The scope of this guidance is somewhat broader than the scope of validation in the strictest definition of that term. Planning, verification, testing, traceability, configuration management, and many other aspects of good software engineering discussed in this guidance are important activities that together help to support a final conclusion that software is validated.


This guidance recommends an integration of software life cycle management and risk management activities. Based on the intended use and the safety risk associated with the software to be developed, the software developer should determine the specific approach, the combination of techniques to be used, and the level of effort to be applied. While this guidance does not recommend any specific life cycle model or any specific technique or method, it does recommend that software validation and verification activities be conducted throughout the entire software life cycle.
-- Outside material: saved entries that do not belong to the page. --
Issue #38, opened 2024-01-21
check for available updates automatically


GMBridge:
some kind of cron job to check for pending game updates & automatically restart the server to apply them would be nice .

PR #209, opened 2024-01-29
Cron update

Luatan:
## Context 

* adds a Cronjob to check for updates
* Cronjob can be set like the backup cronjob from @Dashboy1998
* Addressing #38  

## Choices

* using the steamapi to get the current build and compare it to the buildId in the file palworld\steamapps\appmanifest_2394010.acf. I am not sure it that is the best way to check. Maybe you have input on this.
* to "update" the server, the script will broadcast a message to the players and restart the server in x minutes. This will only work if the env UPDATE_ON_BOOT is set.
* I have set the default cron expression to once per hour and the warning minutes to 30 minutes

## Test instructions

1. Set  `UPDATE_CRON_EXPRESSION` to `* * * *`
2. Set `WARN_MINUTES` to `1`
3. check in the log that the cronjob is running correctly
4. (Optional) login to the server and create a character
5. change the buildId on line 11 in the file `palworld\steamapps\appmanifest_2394010.acf`` to any other value (for example 13289561)
6. Verify that the server restarts in one Minute after the cronjob has started

**A Real world test is still needed**


Dockerfile
```diff
@@ -42,11 +42,15 @@ ENV PORT= \
     TZ=UTC \
     SERVER_DESCRIPTION= \
     BACKUP_ENABLED=true \
-    BACKUP_CRON_EXPRESSION="0 0 * * *"
+    BACKUP_CRON_EXPRESSION="0 0 * * *" \
+    UPDATE_ENABLED=false \
+    UPDATE_CRON_EXPRESSION="0 * * * *" \
+    WARN_MINUTES=30
```
Dashboy1998, line 48: Since we have a variable called `UPDATE_ON_BOOT` I think these should have the prefix `AUTO_UPDATE_`

scripts/start.sh
```diff
@@ -292,7 +292,15 @@ fi
...
-    echo "$BACKUP_CRON_EXPRESSION bash /usr/local/bin/backup" > "/home/steam/server/crontab"
+    echo "$BACKUP_CRON_EXPRESSION bash /usr/local/bin/backup" >> "/home/steam/server/crontab"
+fi
+
+if [ "${UPDATE_ENABLED}" = true ]; then
+    echo "UPDATE_ENABLED=${UPDATE_ENABLED}"
+    echo "$UPDATE_CRON_EXPRESSION bash /usr/local/bin/update" >> "/home/steam/server/crontab"
+fi
+
+if [ "${UPDATE_ENABLED}" = true ] || [ "${BACKUP_ENABLED}" = true ]; then
```
Dashboy1998, line 303: Since `UPDATE_ON_BOOT` I would also check that before making the cronjob.
```suggestion
if [ "${UPDATE_ENABLED}" = true ] && [ "${UPDATE_ON_BOOT}" = "true" ]; then
    echo "UPDATE_ENABLED=${UPDATE_ENABLED}"
    echo "$UPDATE_CRON_EXPRESSION bash /usr/local/bin/update" >> "/home/steam/server/crontab"
fi

if ([ "${UPDATE_ENABLED}" = true ] && [ "${UPDATE_ON_BOOT}" = "true" ]) || "${BACKUP_ENABLED}" = true ]; then
```

README.md
```diff
@@ -260,6 +263,24 @@ BACKUP_CRON_EXPRESSION is a cron expression, in a Cron-Expression you define an
 Set BACKUP_CRON_EXPRESSION to change the default schedule.
 Example Usage: If BACKUP_CRON_EXPRESSION to `0 2 * * *`, the backup script will run every day at 2:00 AM.
 
+## Configuring Automatic Updates with Cron
+
+To be able to use automatic Updates with this Server the following environment variables **have** to be set to `true`:
+* RCON_ENABLED
+* UPDATE_ON_BOOT
```
Dashboy1998, line 270: I would make it clear this only works if the container restarts.
You are stopping the game server so the container stops and so long as restart is enabled then it automatically updates otherwise you just stop the container.

It is possible to change it so the container says live and the game is updated. However that would require a pretty big change to either `init.sh` or `start.sh`.

scripts/update.sh
```diff
@@ -0,0 +1,24 @@
...
+CURRENTBUILD=$(awk '/buildid/{ print $2 }' < palworld/steamapps/appmanifest_2394010.acf)
+TARGETBUILD=$(curl https://api.steamcmd.net/v1/info/2394010 --silent | grep -P '"public": {"buildid": "\d+"' -o | sed -r 's/.*("[0-9]+")$/\1/')
+
+if [ "$CURRENTBUILD" != "$TARGETBUILD" ]; then
+    echo "New Build was found. Updating the server from $CURRENTBUILD to $TARGETBUILD."
+    if [ "${RCON_ENABLED}" = true ]; then
+        rm /palworld/steamapps/appmanifest_2394010.acf
+        rcon-cli -c /home/steam/server/rcon.yaml "broadcast The_Server_will_update_in_${WARN_MINUTES}_Minutes"
+        sleep "${WARN_MINUTES}m"
+        rcon-cli -c /home/steam/server/rcon.yaml save
```
Dashboy1998, line 17: Probably a good idea to run a backup before the update.
```suggestion
        backup
```

Dashboy1998 (changes requested):

README.md
Dashboy1998, line 270: Should make the linter happy.
```suggestion

* RCON_ENABLED
* UPDATE_ON_BOOT
```

scripts/start.sh
```diff
@@ -292,7 +292,15 @@ fi
 if [ "${BACKUP_ENABLED}" = true ]; then
     echo "BACKUP_ENABLED=${BACKUP_ENABLED}"
     
-    echo "$BACKUP_CRON_EXPRESSION bash /usr/local/bin/backup" > "/home/steam/server/crontab"
+    echo "$BACKUP_CRON_EXPRESSION bash /usr/local/bin/backup" >> "/home/steam/server/crontab"
```
Dashboy1998, line 295: Need `rm -f  "/home/steam/server/crontab"` before this line and outside the if statement.
Without it everytime the container restarts it adds to the file
```
0 0 * * * bash /usr/local/bin/backup
* * * * * bash /usr/local/bin/update
0 0 * * * bash /usr/local/bin/backup
* * * * * bash /usr/local/bin/update
```

scripts/update.sh
```diff
@@ -0,0 +1,24 @@
+#!/bin/bash
+
+if [ "${UPDATE_ON_BOOT}" = false ]; then
+    echo "Update on Boot needs to be enabled for auto updating"
+    exit 1
+fi
+
+CURRENTBUILD=$(awk '/buildid/{ print $2 }' < palworld/steamapps/appmanifest_2394010.acf)
```
Dashboy1998, line 8: Using relative instead of absolute path.
```
palworld/steamapps/appmanifest_2394010.acf: No such file or directory
```

```suggestion
CURRENTBUILD=$(awk '/buildid/{ print $2 }' < /palworld/steamapps/appmanifest_2394010.acf)
```

Dockerfile
Luatan: Added the prefix `AUTO_UPDATE_`

README.md
Luatan: You're right I totally missed that. Thanks

scripts/update.sh
```diff
@@ -0,0 +1,24 @@
...
+
+if [ "${UPDATE_ON_BOOT}" = false ]; then
+    echo "Update on Boot needs to be enabled for auto updating"
+    exit 1
+fi
+
+CURRENTBUILD=$(awk '/buildid/{ print $2 }' < /palworld/steamapps/appmanifest_2394010.acf)
+TARGETBUILD=$(curl https://api.steamcmd.net/v1/info/2394010 --silent | grep -P '"public": {"buildid": "\d+"' -o | sed -r 's/.*("[0-9]+")$/\1/')
+
+if [ "$CURRENTBUILD" != "$TARGETBUILD" ]; then
```
Dashboy1998, line 11: In the event that `TARGET_BUILD` is empty you shouldn't update.
This will happen if the site is unavailable. You can test by changing to an invalid site.
```suggestion
if [ -n "$TARGETBUILD" ] && [ "$CURRENTBUILD" != "$TARGETBUILD" ]; then
```

README.md
```diff
@@ -177,6 +177,9 @@ It is highly recommended you set the following environment values before startin
 | BACKUP_ENABLED | Enables automatic backups | true | true/false |
 | DELETE_OLD_BACKUPS | Delete backups after a certain number of days                                                                                                                                                       | false          | true/false                                                                                                 |
 | OLD_BACKUP_DAYS    | How many days to keep backups                                                                                                                                                                       | 30             | any positive integer                                                                                       |
+| UPDATE_CRON_EXPRESSION  | Setting affects frequency of automatic updates. | 0 0 \* \* \* | Needs a Cron-Expression - See [Configuring Automatic Backups with Cron](#configuring-automatic-backups-with-cron) |
+| UPDATE_ENABLED | Enables automatic updates | true | true/false |
+| WARN_MINUTES | How long to wait to update the server, after the player were informed. | 30 | !0 |
```
Dashboy1998, line 182: Need to update variable names here too.

scripts/start.sh
Luatan: It should work now as expected. Deleting the crontab before Backup and Update If statement

scripts/update.sh
Luatan: Yes that's a good point. Didn't think of this case.

README.md
```diff
@@ -260,6 +263,27 @@ BACKUP_CRON_EXPRESSION is a cron expression, in a Cron-Expression you define an
...
 Example Usage: If BACKUP_CRON_EXPRESSION to `0 2 * * *`, the backup script will run every day at 2:00 AM.
 
+## Configuring Automatic Updates with Cron
+
+To be able to use automatic Updates with this Server the following environment variables **have** to be set to `true`:
+
+* RCON_ENABLED
+* UPDATE_ON_BOOT
+
+you will also need to use the restart policy `always` or `unless-stopped`. The example docker run command and docker compose file in [How to Use](#how-to-use) already use the needed policy
```
Dashboy1998, line 273:
```suggestion
> [!IMPORTANT]
> 
> If docker restart is not set to policy `always` or `unless-stopped` then the server will shutdown and will need to be
> manually restarted. 
> 
> The example docker run command and docker compose file in [How to Use](#how-to-use) already use the needed policy
```

README.md
Luatan: Updated the readme

README.md
```diff
@@ -260,6 +263,32 @@ BACKUP_CRON_EXPRESSION is a cron expression, in a Cron-Expression you define an
...
+
+* RCON_ENABLED
+* UPDATE_ON_BOOT
+
+> [!IMPORTANT]
+> 
+> If docker restart is not set to policy `always` or `unless-stopped` then the server will shutdown and will need to be
+> manually restarted. 
+> 
+> The example docker run command and docker compose file in [How to Use](#how-to-use) already use the needed policy
```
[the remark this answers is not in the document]
Luatan: Np

README.md
```diff
@@ -177,6 +177,9 @@ It is highly recommended you set the following environment values before startin
 | BACKUP_ENABLED | Enables automatic backups | true | true/false |
 | DELETE_OLD_BACKUPS | Delete backups after a certain number of days                                                                                                                                                       | false          | true/false                                                                                                 |
 | OLD_BACKUP_DAYS    | How many days to keep backups                                                                                                                                                                       | 30             | any positive integer                                                                                       |
+| AUTO_UPDATE_CRON_EXPRESSION  | Setting affects frequency of automatic updates. | 0 0 \* \* \* | Needs a Cron-Expression - See [Configuring Automatic Backups with Cron](#configuring-automatic-backups-with-cron) |
+| AUTO_UPDATE_ENABLED | Enables automatic updates | true | true/false |
```
Dashboy1998, line 181: `AUTO_UPDATE_ENABLED` is set to false in the dockerfile.
```suggestion
| AUTO_UPDATE_ENABLED | Enables automatic updates | false | true/false |
```

Luatan: Yes first wanted to make it default true but since it's not yet tested enough false is better. Forgot to change that.

README.md
```diff
@@ -177,6 +177,9 @@ It is highly recommended you set the following environment values before startin
 | BACKUP_ENABLED | Enables automatic backups | true | true/false |
 | DELETE_OLD_BACKUPS | Delete backups after a certain number of days                                                                                                                                                       | false          | true/false                                                                                                 |
 | OLD_BACKUP_DAYS    | How many days to keep backups                                                                                                                                                                       | 30             | any positive integer                                                                                       |
+| AUTO_UPDATE_CRON_EXPRESSION  | Setting affects frequency of automatic updates. | 0 0 \* \* \* | Needs a Cron-Expression - See [Configuring Automatic Backups with Cron](#configuring-automatic-backups-with-cron) |
```
Dashboy1998, line 180: Should the default value be daily or hourly? Dockerfile is hourly.

scripts/update.sh
```diff
@@ -0,0 +1,24 @@
...
+        rm /palworld/steamapps/appmanifest_2394010.acf
+        rcon-cli -c /home/steam/server/rcon.yaml "broadcast The_Server_will_update_in_${AUTO_UPDATE_WARN_MINUTES}_Minutes"
+        sleep "${AUTO_UPDATE_WARN_MINUTES}m"
+        backup
+        rcon-cli -c /home/steam/server/rcon.yaml "shutdown 1"
+    else
+        echo "An update is available however auto updating without rcon is not supported"
+    fi
+else
+    echo "The Server is up to date!"
```
Dashboy1998, line 23: Not sure if it matters but when the site is not reachable we still say `The Server is update to date`

Dashboy1998 (approved):
Works for me.

README.md
Luatan: I changed it to hourly in the docs

scripts/update.sh
Luatan: I changed the script. Now it also checks what the status code of the curl command is. So we can give better error messages and exit the script if there is no BuildID or the server response does not have the status code 200.

Luatan:
> Works for me.

thank you for the review and fixing by bad code. Great Input. You're a legend 💯

Dashboy1998:
> > Works for me.
> 
> thank you for the review and fixing my bad code. Great Input, you're a legend 💯

You're code was pretty good already. I just pointed out a few typos and mentioned a few edge cases.

Dashboy1998 (approved):

thijsvanloef:
@Luatan thanks for your work!

thijsvanloef:
@Luatan Tested it locally ran into no issues,  thank you for your amazing work, merging :)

Where the software is developed by someone other than the device manufacturer (e.g., off-the-shelf software) the software developer may not be directly responsible for compliance with FDA regulations. In that case, the party with regulatory responsibility (i.e., the device manufacturer) needs to assess the adequacy of the off-the-shelf software developer’s activities and determine what additional efforts are needed to establish that the software is validated for the device manufacturer’s intended use.